Supervisors: Helen Williams (Earth Sciences), John Maclennan (Earth Sciences), Oliver Shorttle (Earth Sciences) and Julie Prytulak (Imperial, London)
Importance of the area of research:
The oxidation state of the Earth’s mantle has been key in coupling the physical and chemical evolution of our planet’s interior to that of its oceans and atmosphere. However, there is little consensus on the redox structure of the mantle. This controversy has arisen from the difficulty in reconciling constraints on mantle oxidation state derived from redox-sensitive trace elements such as vanadium with measurements of iron oxidation state (Fe3+/SFe). A major issue is that variations in Fe3+/SFe can be modified by magmatic differentiation, degassing and post-eruptive alteration processes. Iron isotopes are a new tool that can be applied to this problem, as theory predicts that stable isotope fractionation will be driven by changes in chemical bonding environment and elemental oxidation state, and because the high abundance of Fe in mafic rocks renders this system insensitive to post-magmatic alteration [e.g. 1, 2].
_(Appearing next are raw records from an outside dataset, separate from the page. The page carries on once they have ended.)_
Issue #9739, opened 2026-01-10
Docker shim doesn't populate image config from OCI image indexes


maikelvl:
## Description

When using Rancher Desktop with the Docker (dockerd) runtime, `docker inspect` returns empty image config metadata for multi-platform OCI images. This causes Kubernetes `runAsNonRoot` security context validation to fail, even when the image correctly specifies a non-root USER.

## Steps to Reproduce

1. Use Rancher Desktop with Docker (dockerd) runtime
2. Pull a multi-platform OCI image that has `USER` set in its Dockerfile:
   ```bash
   docker pull projectsveltos/event-manager:v1.3.1
   ```
3. Inspect the image:
   ```bash
   docker inspect projectsveltos/event-manager:v1.3.1 --format '{{json .Config}}' | jq .
   ```

## Expected Behavior

The image config should show the USER and other metadata:
```json
{
  "User": "65532:65532",
  "Entrypoint": ["/manager"],
  "Env": ["PATH=...", "SSL_CERT_FILE=..."],
  "WorkingDir": "/"
}
```

This is what `crane config` correctly returns when reading directly from the registry.

## Actual Behavior

The config is completely empty:
```json
{
  "Cmd": null,
  "Entrypoint": null,
  "Env": null,
  "Labels": null,
  "OnBuild": null,
  "User": "",
  "Volumes": null,
  "WorkingDir": ""
}
```

Also `Architecture` and `Os` fields are empty strings.

## Impact

This breaks Kubernetes pod security validation. When a pod spec has:
```yaml
securityContext:
  runAsNonRoot: true
```

The kubelet fails with:
```
Error: container has runAsNonRoot and image will run as root
```

This happens because the kubelet cannot read the USER from the image config, even though the image correctly specifies `USER 65532:65532`.

## Workaround

Switching Rancher Desktop from Docker to containerd resolves the issue. With containerd, the `runAsNonRoot` validation correctly reads the USER from the image and the pod starts successfully.

## Environment

- Rancher Desktop version: latest
- Runtime: Docker (dockerd)
- Host OS: macOS (Apple Silicon)
- Image format: OCI image index (multi-platform via `docker buildx`)

## Additional Context

The image manifest is an OCI image index (`application/vnd.oci.image.index.v1+json`) with platform-specific manifests for linux/amd64 and linux/arm64. The platform-specific configs correctly contain the USER field, but Docker doesn't resolve them properly.

Verified with crane:
```bash
[...]

Issue #9671, opened 2025-12-20
Docker provides incomplete image data when using dockerd Container Engine with the containerd image store enabled


hablutzel1:
### Actual Behavior

The problem is consistently reproducing in Rancher Desktop 1.21.0, in both macOS (Apple silicon) and Linux amd64, but apparently only after performing "Troubleshooting > Factory Reset".

For example, for the following image apparently pulled successfully:

```
lima-rancher-desktop:/home/jhablutzel$ docker pull quay.io/jetstack/cert-manager-controller:v1.19.2
v1.19.2: Pulling from jetstack/cert-manager-controller
eb22a2908566: Pull complete
68e4cd60e60f: Pull complete
0783a66ae749: Pull complete
b40161cd83fc: Pull complete
6b72b81ed966: Pull complete
6cdd517ba905: Pull complete
89473627107c: Pull complete
91965dd844c6: Pull complete
Digest: sha256:d4ffb81a6d89a0e690ee80d07fcdcb6cccb99118010e3eb0808442e506e18ab0
Status: Downloaded newer image for quay.io/jetstack/cert-manager-controller:v1.19.2
quay.io/jetstack/cert-manager-controller:v1.19.2
```

`docker inspect` returns incomplete information:

```
lima-rancher-desktop:/home/jhablutzel$ docker inspect quay.io/jetstack/cert-manager-controller:v1.19.2
[
    {
        "Id": "sha256:d4ffb81a6d89a0e690ee80d07fcdcb6cccb99118010e3eb0808442e506e18ab0",
        "RepoTags": [
            "quay.io/jetstack/cert-manager-controller:v1.19.2"
        ],
        "RepoDigests": [
            "quay.io/jetstack/cert-manager-controller@sha256:d4ffb81a6d89a0e690ee80d07fcdcb6cccb99118010e3eb0808442e506e18ab0"
        ],
        "Parent": "",
        "Comment": "",
        "DockerVersion": "",
        "Author": "",
        "Architecture": "",
        "Os": "",
        "Size": 23510473,
        "GraphDriver": {
            "Data": null,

The project will use iron stable isotopes in conjunction with Fe3+/SFe and trace element measurements to understand how mantle oxidation state varies between source lithologies and the presence of recycled and depleted source components. We will focus on the mantle sampled by the Reykjanes Ridge and Iceland plume, as these areas are well understood and encompass both local-scale chemical variations and longer-wavelength features. In order to distinguish mantle mineralogical variations from variations in oxidation state, we will first focus on lava suites considered to be derived from sources of similar source lithologies before tackling complex suites such as the Reykjanes Ridge, where variations in mantle mineralogy may be coupled to Fe3+/SFe.
What the student will do:
The student will initially carry out iron isotope analyses of samples at the bulk-rock and mineral separate scale, initially working on archive samples after which they will select target areas for fieldwork and new sample collection. We will study the eruptions of Borgarhraun and Gaesafjoll in north Iceland and Stapafell and Midfell in the south. They are primitive and have extreme trace element and isotopic compositions indicative of the presence of pyroxenitic components. These samples will be analysed for Fe3+/SFe, using either wet chemistry techniques or XANES. We will complement this work with a high-resolution suite from the Reykjanes Ridge, where systematic variations in trace elements and Fe3+/SFe are documented . The student will use these data to determine the controls that source mineralogy, partial melting and magmatic differentiation processes exert on Fe3+/SFe, and isotopic and trace element proxies for melt oxidation state.
 Williams, H. M., McCammon, C.A., Peslier, A. H., Halliday, A. N., Teutsch, N., Levasseur, S. and Burg, J.-P., 2004. Iron isotope fractionation and the oxygen fugacity of the mantle. Science 304 (5677), 1656-1659.
 Williams, H. M. and Bizimis, M. "Isotopic fingerprinting of mantle mineralogy." (2014) Earth and Planetary Science Letters 404, 396–407
 Shorttle, O., Moussallam, Y., Hartley, M., Maclennan, J., Edmonds, M., Murton, B., 2015 Fe-XANES analyses of Reykjanes Ridge basalts: Implications for oceanic crust’s role in the solid Earth oxygen cycle EPSL 427, 272-285.